====== Provided entries
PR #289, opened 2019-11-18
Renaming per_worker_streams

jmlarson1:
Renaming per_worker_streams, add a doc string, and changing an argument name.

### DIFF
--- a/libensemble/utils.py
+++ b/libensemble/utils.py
============
====== Provided entries
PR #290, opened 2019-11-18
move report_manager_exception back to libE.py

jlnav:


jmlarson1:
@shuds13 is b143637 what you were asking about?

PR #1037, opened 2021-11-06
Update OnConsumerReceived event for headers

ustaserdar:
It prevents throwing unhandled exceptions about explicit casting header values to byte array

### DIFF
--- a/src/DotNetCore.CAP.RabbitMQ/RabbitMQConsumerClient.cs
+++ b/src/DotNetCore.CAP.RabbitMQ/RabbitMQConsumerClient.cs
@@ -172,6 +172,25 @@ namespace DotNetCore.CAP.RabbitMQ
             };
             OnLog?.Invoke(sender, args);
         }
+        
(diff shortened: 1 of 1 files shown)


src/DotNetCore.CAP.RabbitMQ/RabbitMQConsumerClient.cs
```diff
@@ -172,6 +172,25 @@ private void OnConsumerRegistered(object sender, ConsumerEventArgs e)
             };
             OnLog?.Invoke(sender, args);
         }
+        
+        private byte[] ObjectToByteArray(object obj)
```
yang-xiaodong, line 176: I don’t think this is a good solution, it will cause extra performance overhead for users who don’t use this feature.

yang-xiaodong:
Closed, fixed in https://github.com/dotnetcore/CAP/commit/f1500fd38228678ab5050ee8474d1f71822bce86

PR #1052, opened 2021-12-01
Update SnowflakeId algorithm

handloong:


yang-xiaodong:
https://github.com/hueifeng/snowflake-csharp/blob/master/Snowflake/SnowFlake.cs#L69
============
§ Problem
Your answer should be a single number: the count of lines above that contain the word "object".

§ Response area
2